Dimensionality reduction
Dimensionality reduction is also a very important part of unsupervised learning, and its goal is to map high-dimensional data to low-dimensional space. Dimensionality reduction can help us better understand the data, and at the same time reduce the number of features, which makes the machine learning algorithm less computationally intensive and thus trains the model faster.
Common dimensionality reduction algorithms include PCA and t-SNE.
PCA
PCA (Principal Component Analysis) is a linear algorithm that transforms high-dimensional data into low-dimensional data.
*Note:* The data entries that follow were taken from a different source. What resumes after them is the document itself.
PR #4165, opened 2021-01-04
EFLOW on E2E test

yophilav:
Introducing E2E test on EFLOW machine


test/Microsoft.Azure.Devices.Edge.Test.Common/linux/EdgeDaemon.cs
```diff
@@ -17,40 +17,51 @@ public class EdgeDaemon : IEdgeDaemon
...
-                case "Raspbian":
-                    os = "debian";
-                    version = "stretch";
-                    packageExtension = SupportedPackageExtension.Deb;
-                    break;
-                case "CentOS":
-                    os = os.ToLower();
-                    version = version.Split('.')[0];
-                    packageExtension = SupportedPackageExtension.Rpm;
+                platformInfo = await Process.RunAsync("lsb_release", "-sir", token);
```
damonbarry, line 31: This works, but if we already ran `cat /etc/os-release`, do we still need to run `lsb_release -sir`? Doesn't the first command have everything we need?

ms-mahuber: That is actually a great suggestion. From the /etc/os-release output, I would take the lines "ID=xxx" and "VERSION=yyy" and feed the contents into the "os" and "version" variables. @damonbarry , does that sound good to you?

damonbarry: Sounds good, as long as we're confident `/etc/os-release` is available on all our tested platforms.

ms-mahuber: It is, and this stackoverflow post gives me high confidence that it is a better solution in overall:
https://stackoverflow.com/questions/47838800/etc-lsb-release-vs-etc-os-release

Preparing and testing according changes.

test/Microsoft.Azure.Devices.Edge.Test.Common/linux/EdgeDaemon.cs
```diff
@@ -17,37 +17,48 @@ public class EdgeDaemon : IEdgeDaemon
...
-                platformInfo = platformInfo[0].Split(' ');
+                version = Array.Find(platformInfo, element => element.StartsWith("VERSION="));
             }
 
-            string os = platformInfo[0].Trim();
-            string version = platformInfo[1].Trim();
-            SupportedPackageExtension packageExtension;
+            if (os == null || version == null)
+            {
+                throw new NotImplementedException($"Failed to gather operating system information (OS: '{os}', Version: '{version}')");
```
damonbarry, line 34: You're trying to print `{os}` and `{version}` when one or both of them are null. Won't that cause a null-ref exception?

ms-mahuber: Thanks Damon!

I'm not a c# programmer, I thought it would print out as null. I've fixed that and ensured that potential double quotes are trimmed from the version and os variables (which can potentially happen according to what Bear and me have seen, e.g. the CentOS we're using).

test/Microsoft.Azure.Devices.Edge.Test.Common/linux/EdgeDaemon.cs
```diff
@@ -17,37 +17,49 @@ public class EdgeDaemon : IEdgeDaemon
...
+            string os, version;
+            string[] platformInfo = await Process.RunAsync("cat", @"/etc/os-release", token);
+            os = Array.Find(platformInfo, element => element.StartsWith("ID="));
+            version = Array.Find(platformInfo, element => element.StartsWith("VERSION_ID="));
+
+            // VERSION_ID is desired but it is an optional field
+            if (version == null)
             {
-                platformInfo = platformInfo[0].Split(' ');
+                version = Array.Find(platformInfo, element => element.StartsWith("VERSION="));
```
yophilav, line 29: The `VERSION` field can have any of the following values:
```
VERSION="18.04.4 LTS (Bionic Beaver)"
VERSION="1.0.20201124"  
VERSION="7 (Core)"
```
We may want to sterile them first before setting the C# `version`

ms-mahuber: Done in new revision

test/Microsoft.Azure.Devices.Edge.Test.Common/linux/EdgeDaemon.cs
damonbarry: Actually, it might just print an empty string...I don't remember.

damonbarry (approved):

damonbarry (approved):

damonbarry (dismissed):

richma-ms (approved):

It creates new low-dimensional features by finding the main directions of variation in the data.
Code:
from sklearn.decomposition import PCA
from sklearn.datasets import load_iris
import matplotlib.pyplot as plt
# 数据集
iris = load_iris()
X = iris.data
y = iris.target
# 可视化数据
plt.scatter(x[:0],x[:,1],c = y, s = 50)
plt.show()
# PCA分析,使用pca算法降维
pca = PCA(n_components=2)
X_pca = pca.fit_transform(X)
# 绘制结果
plt.scatter(X_pca[:, 0], X_pca[:, 1], c=y, s=50, cmap='viridis')
plt.show()
t-SNE
t-SNE (t-Distributed Stochastic Neighbor Embedding) is one of the most popular nonlinear dimensionality reduction algorithms. It is able to map high-dimensional data points to low-dimensional space and preserve the local structure between high-dimensional data points as much as possible.
Code:
from sklearn.datasets import load_digits
from sklearn.manifold import TSNE
import matplotlib.pyplot as plt
import seaborn as sns
# 数据集
digits = load_digits()
X = digits.data
y = digits.target
# t-SNE分析
tsne = TSNE(n_components=2, perplexity=30, verbose=2)
X_tsne = tsne.fit_transform(X)
# 绘制结果
plt.figure(figsize=(10, 10))
sns.scatterplot(X_tsne[:, 0], X_tsne[:, 1], hue=y, legend='full', palette='Spectral')
plt.title('t-SNE')
plt.show()
Other Unsupervised Learning Techniques
Besides clustering and dimensionality reduction algorithms, there are many other unsupervised learning techniques such as anomaly detection, association rules, deep learning autoencoders, etc. Their application scenarios are different, and the appropriate technology can be selected according to the needs.
in conclusion
This tutorial covers the most common clustering and dimensionality reduction algorithms in unsupervised learning, as well as some other unsupervised learning techniques. I believe that readers have a deeper understanding of unsupervised learning and can apply it to practical problems.